08 Mar 2019

Minnesota: Temporary Total Disability Owed May Not Be Offset by Payments Made Under Short-Term Disability Plan

Payments made to an injured employee under an employer’s short-term disability may not be used to offset amounts owed to the employee for the same period of disability under the employer's self-funded, self-administered, short-term disability (STD) plan, held the Supreme Court of Minnesota. The Court initially acknowledged that public opinion disfavored a double recovery. Further, it recognized the employer’s concern that was effectively penalized for maintaining an additional wage-loss benefit for its employees suffering a covered workers’ compensation injury, and through this STD program, immediately paying benefits to its employee when an injury occurred. Nevertheless, in the absence of a legislative offset provision, the Court could not create one. The Court added that if a different result was necessary, the Legislature — not the Judiciary — had to act.

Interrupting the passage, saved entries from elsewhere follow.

Issue #10421, opened 2026-08-14
fix(db): pre-migration backups are never pruned — db_backups grew to 204 GB / 49k files


diegosouzapw:
## Summary

`createPreMigrationBackup()` writes a `VACUUM INTO` snapshot on every migration run and **never prunes**. On a long-lived dev box this filled the disk: **48.999 backup files consuming 204 GB**, while the live database was only 5,3 MB.

```
$ ls -1 ~/.omniroute/db_backups | wc -l
48999
$ du -sh ~/.omniroute/db_backups
204G
$ ls -lh ~/.omniroute/storage.sqlite
-rw-r--r-- 1 ... 5,3M ... storage.sqlite
```

Breakdown by reason:

| reason | count |
| --- | --- |
| `pre-migration` | 48.966 |
| `health-check-repair` | 28 |
| `pre-arena-elo-sync` | 3 |

## Root cause

`src/lib/db/migrationRunner.ts:812` — `createPreMigrationBackup()` creates the snapshot and returns, with no retention step:

```ts
const backupPath = path.join(backupDir, `db_${timestamp}_pre-migration.sqlite`);
db.exec(`VACUUM INTO '${escapedBackupPath}'`);
console.log(`[Migration] Pre-migration backup created: ${backupPath}`);
return backupPath;
```

The pruning logic already exists and is complete — `cleanupDbBackups()` at `src/lib/db/backup.ts:164`, honoring the operator's `maxFiles` / `retentionDays` settings. It is simply never reached from the migration path. Its only callers are `src/lib/db/backup.ts:396` and the `/api/db-backups` route, neither of which runs during a migration.

Because every process start that opens the DB with pending migrations produces one ~4,7 MB file, the directory grows without bound. On this machine it accumulated ~49k files between 2026-06-13 and 2026-08-14.

## Impact

- Unbounded disk growth on any long-running instance; here it consumed 204 GB and took the host to 97% full.
- The operator's configured retention (`maxFiles` / `retentionDays`) is silently ignored for the backups that are by far the most numerous.

## Expected

After a pre-migration backup is written, retention should be applied — the same policy the operator already configured and that the manual/API path honors.

## Environment

- OmniRoute v3.8.50, `release/v3.8.50`
- `DATA_DIR=~/.omniroute`, Linux, Node 22

PR #10409, opened 2026-08-14
feat(teams): add billing cost centers and soft shared budgets [defer to 3.8.51]

xiaoyaner0201:
## Summary

Adds Team **billing cost centers** and **soft shared budgets**, targeted at `release/v3.8.51`.

This head is a merge of the public candidate lineage (`1642794b7`) with LIVE `release/v3.8.51` (`e0ea3f92e`), so the branch is reconciled against the current release line rather than an older snapshot.

| | |
|---|---|
| Head | `6e842d89241251f715f10cd02d8950578c44765b` |
| Tree | `318133236c4c53568aa3e16c050cc9ad6943770f` |
| parent^1 (candidate lineage) | `1642794b7f3169cd074929cb7ed862227aa06167` |
| parent^2 (LIVE `release/v3.8.51`) | `e0ea3f92e1403351686cb783764ba3da6bbddd75` |

### Reconciliation with LIVE

Diff against the previously reviewed candidate tree is exactly **five files**:

| File | Relation to LIVE `e0ea3f92e` |
|---|---|
| `package.json` | blob-identical |
| `package-lock.json` | blob-identical |
| `electron/package.json` | blob-identical |
| `electron/package-lock.json` | blob-identical |
| `config/quality/eslint-suppressions.json` | intentionally **not** identical — both sides edited it |

The suppressions file is the only semantic merge. Its resulting keyset is exactly the intersection of the two sides (1368 → 1366): both sides' deletions are honoured, with no resurrected entries, no silent additions, and valid JSON.

### Migration placement

- The migration lands at slot **`164_team_cost_centers.sql`** — exactly one file, not renumbered.
- Canonical `163_radar_feed_cache_generated_at.sql` is **byte-identical to LIVE**; so are `src/lib/db/migrationRunner.ts` and `scripts/check/check-migration-numbering.mjs` (the numbering gate is not weakened by this branch).
- `RENAMED_MIGRATION_COMPATIBILITY` carries **153 / 154 / 155 / 161 / 163 → 164**, every mapping **name-locked** to `team_cost_centers`.

Because the applied-migrations table keys on `version TEXT PRIMARY KEY` and every lookup/update/delete matches on **version AND name**, a mapping cannot rehome a row belonging to a different migration name. Installs that already applied this migration at an earlier slot are rehomed to 164; the canonical 163 row is untouched.

### Gates re-run on this exact tree

| Gate | Result |
|---|---|
[...]

PR #12548, opened 2026-09-03
fix(db): auto-clean conversation_turn_nodes and orphaned conversations

### LINKED ISSUE #12453: fix(backend): conversation_turn_nodes / agentic_conversations have no retention — unbounded storage.sqlite growth
## Problem

`conversation_turn_nodes` and `agentic_conversations` (added in #10263, migrations 155/156) have **no retention path at all**: they are not in `src/lib/db/cleanup.ts`, have no dashboard retention setting, no env knob, no cascade FK, and nothing else ever deletes from them. Verified against `v3.8.50` and current `main` (`cleanup.ts` contains zero references to either table).

#10263 resolved the storage-architecture concern for *content* — turn text is resolved on demand from `call_logs`, which is "already covered by the existing retention/cleanup lifecycle". But the **identity rows themselves are not covered**, so they outlive the content they point to: once `call_logs` retention (default 3 days, ours too) purges the artifacts, the surviving nodes' `last_correlation_id` points at nothing, and the rows are dead weight that can never render a transcript again.

## Production numbers (4 days after upgrading to this feature)

Single-instance deployment, one busy coding-agent workload (Claude Code with MCP tools), `CALL_LOG_RETENTION_DAYS=3`:

| Metric | Value |
|---|---|
| `conversation_turn_nodes` rows | **1,155,364** (4 days after migration 156 ran) |
| `agentic_conversations` rows | 44,004 |
| Table + 4 indexes on-disk (dbstat) | **~775 MB** of a 1.1 GB `storage.sqlite` |
| Growth rate | **~190 MB/day and accelerating** (618k of the 1.15M rows are from the last 24h) |
| Rows already older than call-log retention | 63k and growing — permanently unrenderable, never deleted |

At this rate the table alone reaches multiple GB within weeks. This is the same failure class as #6848 / #4354 / #10421 (unbounded telemetry growth in `storage.sqlite`), which the cleanup job was built to prevent — the two newest tables just never joined it.

## Proposed fix

Add both tables to the existing cleanup lifecycle in `src/lib/db/cleanup.ts`, following the established per-table pattern:

1. `DELETE FROM conversation_turn_nodes WHERE last_seen_at < cutoff` — cutoff derived from the **call-log retention setting** (reuse `retention.callLogs` rather than introducing a new knob): a node older than call-log retention cannot resolve its display content anyway, so keeping identity rows longer than content is pure cost. If a separate knob is preferred, default it to the callLogs value.
2. Sweep orphaned `agentic_conversations` (no remaining turn nodes) in the same pass.
3. Register both in the startup/scheduled cleanup runner (#9624) and in the "Clear all" paths where appropriate.
4. Document the lifecycle in `docs/reference/ENVIRONMENT.md` next to the other retention rows.

Semantics note: deleting old nodes only affects *reconnect anchors* — a conversation resumed after the retention window mints a new conversation id instead of extending the old chain. That is already the documented behavior for any anchor miss (see `resolveConversationId`), so retention introduces no new failure mode, only makes an existing one time-bounded.

## Workaround we run today

Manual `DELETE FROM conversation_turn_nodes WHERE last_seen_at < datetime('now','-3 day')` plus an orphan sweep of `agentic_conversations`, scheduled outside the app. Works, but every self-hosted install that upgraded past migration 156 is silently accumulating this table until they discover it the hard way (ours was ~70% of the whole database after 4 days).

## Environment

- OmniRoute 3.8.50 (standalone Docker, `node dev/run-standalone.mjs`)
- SQLite storage on a 3.9 GB volume, WAL mode
- Traffic: parallel agentic coding sessions (large tool-heavy bodies), ~75k `call_logs` rows per 3 days

pacocartones:
## Summary

- `conversation_turn_nodes` and `agentic_conversations` (migrations 155/156, #10263) had no retention path at all: `src/lib/db/cleanup.ts` never referenced either table, there is no cascade FK, and nothing else deletes from them. The reporter's numbers in #12453 (1.15M node rows, ~775 MB of a 1.1 GB `storage.sqlite` after four days, ~190 MB/day) are the same failure class as #6848 / #4354 / #10421.
- The nodes are identity-only: the transcript view resolves each turn's display content from the `call_logs` row that `last_correlation_id` points at (`156_conversation_turn_nodes.sql` header). Once `cleanupCallLogs` purges that row the node can never render again, so both tables now follow the existing `retention.callLogs` window (`src/types/databaseSettings.ts`) instead of getting a knob of their own, as the issue proposes. No new dashboard setting, no new environment variable, and `docs/reference/ENVIRONMENT.md` is untouched because there is nothing new to document there.
- Two new functions registered at the end of `runAutoCleanup`: `cleanupConversationTurnNodes()` deletes nodes with `last_seen_at` before the cutoff through the shared `deleteFromTableBefore` helper (`src/lib/db/cleanup/usagePurge.ts`, so a database that predates migration 156 is a no-op rather than an error); `cleanupAgenticConversations()` then sweeps roots past the same cutoff that have no remaining node, with `WHERE last_seen_at < ? AND NOT EXISTS (SELECT 1 FROM conversation_turn_nodes n WHERE n.conversation_id = agentic_conversations.id)`. The `last_seen_at` guard uses the index from migration 155 and keeps a root that `createConversation` wrote moments ago, before the same request inserted its nodes.
- Semantics are the ones the issue describes: deleting an old node only affects reconnect anchors, and a conversation resumed after the window mints a new id, which is already the documented anchor-miss behavior of `resolveConversationId`. Deliberately out of scope: the "Clear all" / `resetUsageHistory` paths (a separate, user-triggered contract), and a `last_seen_at` index on `conversation_turn_nodes`. The node DELETE is a table scan today because migration 156 defined no index on that column; it runs once per cleanup cycle, and I can send the index as a follow-up migration if the maintainer wants it.

## Related Issues

- Closes #12453
- Related to #10263
- Related to #6848

## Validation

- [x] Change type: DB (auto-cleanup lifecycle)
- [x] Focused tests and category gates from the golden path: `tests/unit/db-cleanup-conversation-nodes-12453.test.ts` + `telemetry-auto-cleanup-6848` + `db-cleanup` + `db-cleanup-xp-audit-log` 23/23, `npm run check:db-rules` OK, `node scripts/check/check-complexity-ratchets.mjs --base-ref origin/release/v3.8.51` OK (0 violations), `npm run check:changelog-integrity` OK, `npm run typecheck:core` 0 errors
- [ ] `npm run lint`
- [x] Reconciled with the current active release base `release/v3.8.51`; focused checks rerun afterward

## Tests Added Or Updated

- `tests/unit/db-cleanup-conversation-nodes-12453.test.ts` (new, 4 cases, real SQLite adapter in a `mkdtemp` `DATA_DIR`, same pattern as `telemetry-auto-cleanup-6848.test.ts`): nodes older than `retention.callLogs` deleted and recent ones kept; stale orphan root swept while a stale-but-anchored root and a fresh root without nodes both stay; a chain whose nodes expire is swept in the same pass, and never before its nodes are gone; `runAutoCleanup` reports `conversationTurnNodes` and `agenticConversations` with the expected counts. Red on the base (4/4 fail: `cleanupConversationTurnNodes is not a function`, `cleanupAgenticConversations is not a function`, `conversationTurnNodes missing from results`), green with the change (4/4).

## Coverage Notes

- `src/lib/db/cleanup.ts`: `cleanupConversationTurnNodes`, `cleanupAgenticConversations` and their registration in `runAutoCleanup` are exercised end-to-end by the new test file; the existing `tests/unit/db-cleanup.test.ts` and `telemetry-auto-cleanup-6848.test.ts` stay green.
- No touched file lost coverage.

## Reviewer Notes

- Purely additive in `cleanup.ts`: two new functions inserted before `runAutoCleanup` and two new entries at the end of its `results` map. #10409 also edits this file, but in different hunks (`cleanupMcpAudit`, `cleanupA2aEvents`, `resetUsageHistory`), so the two should merge cleanly in either order. #12448 edits `src/lib/db/agenticConversations.ts`, which this PR does not touch.
- Behavior change for operators: with the default `retention.callLogs` (30 days), conversations idle for longer than that lose their reconnect anchor and start a new conversation id on resume. Operators who set a short call-log retention (the reporter runs 3 days) get the same window for anchors, which is the trade-off the issue asks for.
- The node DELETE scans `conversation_turn_nodes` (no `last_seen_at` index in migration 156). On the reporter's 1.15M-row table that is one pass per cleanup cycle; if that is a concern I will add the index as a follow-up migration rather than widen this PR.

### DIFF
--- a/changelog.d/fixes/12548-db-cleanup-orphaned-conversation-nodes.md
+++ b/changelog.d/fixes/12548-db-cleanup-orphaned-conversation-nodes.md
@@ -1,0 +1,1 @@
+- **fix(db):** Add `conversation_turn_nodes` and orphaned `agentic_conversations` to the auto-cleanup cycle under the existing `retention.callLogs` window, so identity nodes whose call-log content has already been purged no longer accumulate without bound in `storage.sqlite` (#12548 — thanks @pacocartones)
--- a/changelog.d/fixes/PENDING-db-cleanup-orphaned-conversation-nodes.md
+++ b/changelog.d/fixes/PENDING-db-cleanup-orphaned-conversation-nodes.md
@@ -1,0 +1,1 @@
+- **fix(db):** Add `conversation_turn_nodes` and orphaned `agentic_conversations` to the auto-cleanup cycle under the existing `retention.callLogs` window, so identity nodes whose call-log content has already been purged no longer accumulate without bound in `storage.sqlite` (#PENDING — thanks @pacocartones)
--- a/changelog.d/fixes/PENDING-db-cleanup-orphaned-conversation-nodes.md
+++ b/changelog.d/fixes/PENDING-db-cleanup-orphaned-conversation-nodes.md
@@ -1,1 +1,0 @@
-- **fix(db):** Add `conversation_turn_nodes` and orphaned `agentic_conversations` to the auto-cleanup cycle under the existing `retention.callLogs` window, so identity nodes whose call-log content has already been purged no longer accumulate without bound in `storage.sqlite` (#PENDING — thanks @pacocartones)
--- a/src/app/api/settings/purge-usage-history/route.ts
+++ b/src/app/api/settings/purge-usage-history/route.ts
@@ -54,6 +54,8 @@ export async function POST(request: Request) {
         deletedRoutingDecisions: result.deletedRoutingDecisions,
         deletedQuotaConsumption: result.deletedQuotaConsumption,
         deletedTokenLedger: result.deletedTokenLedger,
+        deletedConversationTurnNodes: result.deletedConversationTurnNodes,
+        deletedAgenticConversations: result.deletedAgenticConversations,
         errors: result.errors,
       },
       { status: result.errors > 0 ? 500 : 200 }
--- a/src/lib/db/cleanup.ts
+++ b/src/lib/db/cleanup.ts
@@ -431,6 +431,91 @@ export async function cleanupCcrBlocks(): Promise<CleanupResult> {
 }
 
 /**
+ * Clean up conversation_turn_nodes older than the call-log retention window (#12453).
+ *
+ * The nodes are identity-only: the transcript view resolves each turn's display
+ * content from the call_logs row `last_correlation_id` points at. Once
+ * cleanupCallLogs purges that row the node can never render again, so the two
+ * tables share `retention.callLogs` instead of a knob of their own. Deleting an
+ * old node only affects reconnect anchors: a conversation resumed after the
+ * window mints a new id, which is already the documented anchor-miss behavior
+ * of resolveConversationId. `last_seen_at` has no index (migration 156), so
+ * the DELETE is a table scan; it runs once per cleanup cycle.
+ */
+export async function cleanupConversationTurnNodes(): Promise<CleanupResult> {
+  const retention = getRetentionSettings();
+
+  const retentionDays = retention.callLogs;
+  const cutoffDate = new Date();
+  cutoffDate.setDate(cutoffDate.getDate() - retentionDays);
+  const cutoffISO = cutoffDate.toISOString();
+
+  const result: CleanupResult = { deleted: 0, errors: 0 };
+
+  try {
+    result.deleted = deleteFromTableBefore(
+      { table: "conversation_turn_nodes", column: "last_seen_at", cutoff: "iso" },
+      cutoffISO
+    );
+
+    console.log(
+      `[Cleanup] Deleted ${result.deleted} conversation_turn_nodes older than ${retentionDays} days`
+    );
+  } catch (err: unknown) {
+    console.error("[Cleanup] Error cleaning conversation_turn_nodes:", err);
+    result.errors++;
+  }
+
+  return result;
+}
+
+/**
+ * Sweep agentic_conversations left without any conversation_turn_nodes (#12453).
+ *
+ * Runs after cleanupConversationTurnNodes so a root whose whole chain just
+ * expired goes in the same pass. The `last_seen_at` guard (indexed by
+ * migration 155) keeps a root that createConversation wrote moments ago, before
+ * the same request inserted its nodes, and bounds the NOT EXISTS probe to rows
+ * that are already past the retention window.
+ */
+export async function cleanupAgenticConversations(): Promise<CleanupResult> {
+  const db = getDbInstance();
+  const retention = getRetentionSettings();
+
+  const retentionDays = retention.callLogs;
+  const cutoffDate = new Date();
+  cutoffDate.setDate(cutoffDate.getDate() - retentionDays);
+  const cutoffISO = cutoffDate.toISOString();
+
+  const result: CleanupResult = { deleted: 0, errors: 0 };
+
+  try {
+    if (!tableExists("agentic_conversations") || !tableExists("conversation_turn_nodes")) {
+      return result;
+    }
+
+    const stmt = db.prepare(
+      `DELETE FROM agentic_conversations
+       WHERE last_seen_at < ?
+         AND NOT EXISTS (
+           SELECT 1 FROM conversation_turn_nodes n
+           WHERE n.conversation_id = agentic_conversations.id
+         )`
+    );
+    result.deleted = stmt.run(cutoffISO).changes;
+
+    console.log(
+      `[Cleanup] Deleted ${result.deleted} orphaned agentic_conversations older than ${retentionDays} days`
+    );
+  } catch (err: unknown) {
+    console.error("[Cleanup] Error cleaning agentic_conversations:", err);
+    result.errors++;
+  }
+
+  return result;
+}
+
+/**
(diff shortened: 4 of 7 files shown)


insoln (commented):
## Review: schema, semantics, pipeline, SQL, tests — verified locally

Ran `tests/unit/db-cleanup-conversation-nodes-12453.test.ts` (4/4 pass, ~3 s), `npm run lint` (clean), and reproduced the reported scale from #12453 in a scratch DB with migration 156's exact schema (1,155,364 rows, 758.9 MB). The core fix is correct: both migration-comment claims check out (155 does index `agentic_conversations.last_seen_at`; 156 has no `last_seen_at` index), every writer of both tables' `last_seen_at` uses `toISOString()` so the string `<` comparisons are sound, the `NOT EXISTS` probe is a covering-index seek (`idx_turn_nodes_conversation`, measured 0.9 s for 36k conversations), and all readers (reconnect walk, tree route, conversation list) already degrade gracefully to the documented anchor-miss path. Scheduler wiring is fine: `startCleanupScheduler()` runs `runAutoCleanup()` at startup+6h with `autoCleanupEnabled` defaulting to true, and the `VACUUM` in the scheduler does reclaim the disk (measured 758.9 → 71.8 MB).

### Blocking

**1. Unbatched 1M-row DELETE freezes the whole server for ~36 s (measured).**
`cleanupConversationTurnNodes` → `deleteFromTableBefore` (`src/lib/db/cleanup/usagePurge.ts:50-52`) is one synchronous `DELETE ... WHERE last_seen_at < ?` with `SCAN conversation_turn_nodes` as the query plan. On a replica of the reporter's table (1,155,364 rows / 758.9 MB, WAL, pragmas as in `src/lib/db/core.ts`): **1,039,828 rows deleted in 36.0 s with the Node event loop stalled the entire 36.0 s** (a 10 ms timer fired zero times during the delete). This runs 30 s after startup, so a first deploy onto the reporter's already-bloated DB is ~36 s of total outage — every API request, SSE chunk, and `/health` probe hangs. `core.ts`'s own comment (~:1276) documents that better-sqlite3 writes park the event loop. Suggested fix: chunk it, e.g. loop `DELETE FROM conversation_turn_nodes WHERE rowid IN (SELECT rowid FROM conversation_turn_nodes WHERE last_seen_at < ? LIMIT 10000)` with `setImmediate` yields between chunks, summing `changes`. (A `last_seen_at` index doesn't help — it's a delete-most-of-table scan either way; batching is the right lever. Note the follow-up VACUUM is another synchronous stall, but that's pre-existing scheduler behavior.)

### Should-fix

**2. "Clear all" doesn't clear these tables (issue item 3).** `RESET_TARGETS` (`src/lib/db/cleanup.ts:695-737`) lists 12 tables; `conversation_turn_nodes` and `agentic_conversations` are absent. A user with the reported bloat who clicks *Reset usage data — All* wipes `call_logs` (the nodes' display-content anchor) but keeps the 775 MB of nodes — doubly dead data that then waits up to 30 days for the retention sweep. The PR body declares this out of scope; I'd argue the "Clear all" path is exactly where it belongs since that's the documented escape hatch for the reported state. Happy to be overruled if a follow-up is planned.

**3. `CALL_LOG_RETENTION_DAYS` does not control this window — the reporter's setting has no effect here.** The new functions read `getUserDatabaseSettings().retention.callLogs` (dashboard DB setting, default **30 days**; `src/types/databaseSettings.ts:120`). The env var is consumed only by the compliance path (`src/lib/compliance/index.ts:496`) and never reaches `getUserDatabaseSettings` (zero `process.env` reads in `databaseSettings.ts`). #12453's reporter runs `CALL_LOG_RETENTION_DAYS=3` and will still get a 30-day node window (~5–6 GB steady-state at their ~190 MB/day) unless they also change the dashboard setting. Pre-existing coupling for `call_logs` itself, but this PR makes it the only knob for two more tables without documenting it — worth at least a Reviewer Notes line or a docs touch in `docs/reference/ENVIRONMENT.md` next to the `CALL_LOG_RETENTION_DAYS` row (issue item 4).

### Nits

- `cleanupAgenticConversations`' doc comment credits the `NOT EXISTS` guard with protecting a freshly-created root, but a root written moments ago has `last_seen_at = now` and can't match `last_seen_at < cutoff` anyway — the `last_seen_at` predicate alone excludes it. The guard is fine; the stated reason isn't quite the real one.
- The `tableExists` early-return in `cleanupAgenticConversations` (`cleanup.ts:489-491`) is unique new logic with no test — a cheap `DROP TABLE` subtest would pin it.
- Test nit: `OLD = -(R+10)`, `RECENT = -1` silently assumes retention ≥ 2 days.

Everything else — typing of `runAutoCleanup` results (untyped record, totals include the new keys), scheduler defaults, `dbstat`-based size display picking the tables up automatically, test isolation (`mkdtempSync` override beats the harness default) — verified fine.

**Verdict:** the retention semantics are correct and well-tested; the event-loop freeze in finding 1 is the one thing I'd want addressed before this merges onto a production DB of the reported size.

Thomas A. Robinson, J.D., the Feature National Columnist for the LexisNexis Workers’ Compensation eNewsletter, is co-author of Larson’s Workers’ Compensation Law (LexisNexis).

LexisNexis Online Subscribers: Citations below link to Lexis Advance.

See Bruton v. Smithfield Foods, 2019 Minn. LEXIS 91 (Feb. 27, 2019)

See generally Larson’s Workers’ Compensation Law, § 157.05.